(What to work on)
Using the listing, copy each whole line that features "peers".

(Material provided)
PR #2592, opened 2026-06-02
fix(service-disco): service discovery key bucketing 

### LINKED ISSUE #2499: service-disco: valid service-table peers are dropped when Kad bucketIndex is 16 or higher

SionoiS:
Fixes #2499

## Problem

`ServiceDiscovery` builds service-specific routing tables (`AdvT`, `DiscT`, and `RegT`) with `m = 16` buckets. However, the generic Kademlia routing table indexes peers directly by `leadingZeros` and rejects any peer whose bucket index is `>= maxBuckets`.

(Answer section)
### LINKED ISSUE #2499: service-disco: valid service-table peers are dropped when Kad bucketIndex is 16 or higher
`ServiceDiscovery` builds service-specific routing tables (`AdvT`, `DiscT`, and `RegT`) with `m = 16` buckets. However, the generic Kademlia routing table indexes peers directly by `leadingZeros` and rejects any peer whose bucket index is `>= maxBuckets`.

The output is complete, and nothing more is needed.